_PROBLEM:_ Set down every record below exactly as it stands.

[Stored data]
○ ○ ○
PR #17517, opened 2024-08-21
[WIP] Fixes <issue to open>: optimizing table profiler process for BQ

felipebmendes:
### Describe your changes:

Fixes <issue-number>

Context:
During the profile ingestion process, a separate query is executed for each table in the BigQuery project to retrieve metrics like rowCount, sizeInBytes, and columnCount. This approach leads to significant performance issues due to constraints like concurrent job limits and available slots in BigQuery.

Current Behavior:
The profile ingestion process retrieves table-level metrics by executing a query for each table individually. While the queries already leverage the __TABLES__ table, this method is inefficient for projects with many tables.

Proposed Solution:
We propose modifying the profile ingestion process to execute a single query on the __TABLES__ table that retrieves the required metrics for all tables in a project or schema. This would involve caching the results of this query and reading the data from the cache during the subsequent table iteration, rather than fetching metrics for each table individually.

#
### Type of change:

- [ ] Bug fix
- [X] Improvement
- [ ] New feature
- [ ] Documentation

#
### Checklist:

### DIFF
--- a/ingestion/src/metadata/profiler/interface/sqlalchemy/profiler_interface.py
+++ b/ingestion/src/metadata/profiler/interface/sqlalchemy/profiler_interface.py
@@ -16,7 +16,6 @@ supporting sqlalchemy abstraction layer
 """
 
 import concurrent.futures
-import math
 import threading
 import traceback
 from collections import defaultdict
@@ -75,6 +74,7 @@ class SQAProfilerInterface(ProfilerInterface, SQAInterfaceMixin):
         self,
         service_connection_config,
         ometa_client,
+        cache,
         entity,
         storage_config,
         profile_sample_config,
@@ -92,6 +92,7 @@ class SQAProfilerInterface(ProfilerInterface, SQAInterfaceMixin):
         super().__init__(
             service_connection_config,
             ometa_client,
+            cache,
             entity,
             storage_config,
             profile_sample_config,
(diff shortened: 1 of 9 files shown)


ingestion/src/metadata/profiler/orm/functions/table_metric_computer.py
```diff
@@ -309,29 +340,25 @@ def table_storage(self):
             where_clause,
         )
 
-        res = self.runner._session.execute(query).first()
+        res = self.runner._session.execute(query).mappings().all()
```
sushi30, line 343: BigQuery can have virtually infinite tables so there is an edge case where the process hosting the ingestion cannot contain this lise. Therefore this needs to be bound in some form. I can suggest some filtering strategies:

1. Grabbing a window "around" the specific table using "order by" and "between".
2. Using hash based filters.

In any case the cache should be by table id and not for the full `__TABLES__` object so that individual tables can be inserted and evicted based on usage.

sushi30 (changes requested):

ingestion/src/metadata/profiler/interface/sqlalchemy/profiler_interface.py
```diff
@@ -451,14 +453,6 @@ def compute_metrics_in_thread(
...
                     sample=sample,
                 )
-                if row:
-                    for k, v in row.items():
-                        # Replace NaN values with None
-                        if isinstance(v, float) and math.isnan(v):
-                            logger.warning(
-                                "NaN data detected and will be cast to null in OpenMetadata to maintain database parity"
-                            )
-                            row[k] = None
```
ayush-shah, line 461: Any reason we are removing this? 🤔

AntoineGlacet:
Is this stale?

pmbrull:
> Is this stale?

Looks like so. I'll be closing the PR. @AntoineGlacet feel free to pick it up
○ ○ ○
_OUTPUT OF THE EXERCISE:_
PR #17517, opened 2024-08-21
[WIP] Fixes <issue to open>: optimizing table profiler process for BQ

felipebmendes:
### Describe your changes:

Fixes <issue-number>

Context:
During the profile ingestion process, a separate query is executed for each table in the BigQuery project to retrieve metrics like rowCount, sizeInBytes, and columnCount. This approach leads to significant performance issues due to constraints like concurrent job limits and available slots in BigQuery.

Current Behavior:
The profile ingestion process retrieves table-level metrics by executing a query for each table individually. While the queries already leverage the __TABLES__ table, this method is inefficient for projects with many tables.

Proposed Solution:
We propose modifying the profile ingestion process to execute a single query on the __TABLES__ table that retrieves the required metrics for all tables in a project or schema. This would involve caching the results of this query and reading the data from the cache during the subsequent table iteration, rather than fetching metrics for each table individually.

#
### Type of change:

- [ ] Bug fix
- [X] Improvement
- [ ] New feature
- [ ] Documentation

#
### Checklist:

### DIFF
--- a/ingestion/src/metadata/profiler/interface/sqlalchemy/profiler_interface.py
+++ b/ingestion/src/metadata/profiler/interface/sqlalchemy/profiler_interface.py
@@ -16,7 +16,6 @@ supporting sqlalchemy abstraction layer
 """
 
 import concurrent.futures
-import math
 import threading
 import traceback
 from collections import defaultdict
@@ -75,6 +74,7 @@ class SQAProfilerInterface(ProfilerInterface, SQAInterfaceMixin):
         self,
         service_connection_config,
         ometa_client,
+        cache,
         entity,
         storage_config,
         profile_sample_config,
@@ -92,6 +92,7 @@ class SQAProfilerInterface(ProfilerInterface, SQAInterfaceMixin):
         super().__init__(
             service_connection_config,
             ometa_client,
+            cache,
             entity,
             storage_config,
             profile_sample_config,
(diff shortened: 1 of 9 files shown)


ingestion/src/metadata/profiler/orm/functions/table_metric_computer.py
```diff
@@ -309,29 +340,25 @@ def table_storage(self):
             where_clause,
         )
 
-        res = self.runner._session.execute(query).first()
+        res = self.runner._session.execute(query).mappings().all()
```
sushi30, line 343: BigQuery can have virtually infinite tables so there is an edge case where the process hosting the ingestion cannot contain this lise. Therefore this needs to be bound in some form. I can suggest some filtering strategies:

1. Grabbing a window "around" the specific table using "order by" and "between".
2. Using hash based filters.

In any case the cache should be by table id and not for the full `__TABLES__` object so that individual tables can be inserted and evicted based on usage.

sushi30 (changes requested):

ingestion/src/metadata/profiler/interface/sqlalchemy/profiler_interface.py
```diff
@@ -451,14 +453,6 @@ def compute_metrics_in_thread(
...
                     sample=sample,
                 )
-                if row:
-                    for k, v in row.items():
-                        # Replace NaN values with None
-                        if isinstance(v, float) and math.isnan(v):
-                            logger.warning(
-                                "NaN data detected and will be cast to null in OpenMetadata to maintain database parity"
-                            )
-                            row[k] = None
```
ayush-shah, line 461: Any reason we are removing this? 🤔

AntoineGlacet:
Is this stale?

pmbrull:
> Is this stale?

Looks like so. I'll be closing the PR. @AntoineGlacet feel free to pick it up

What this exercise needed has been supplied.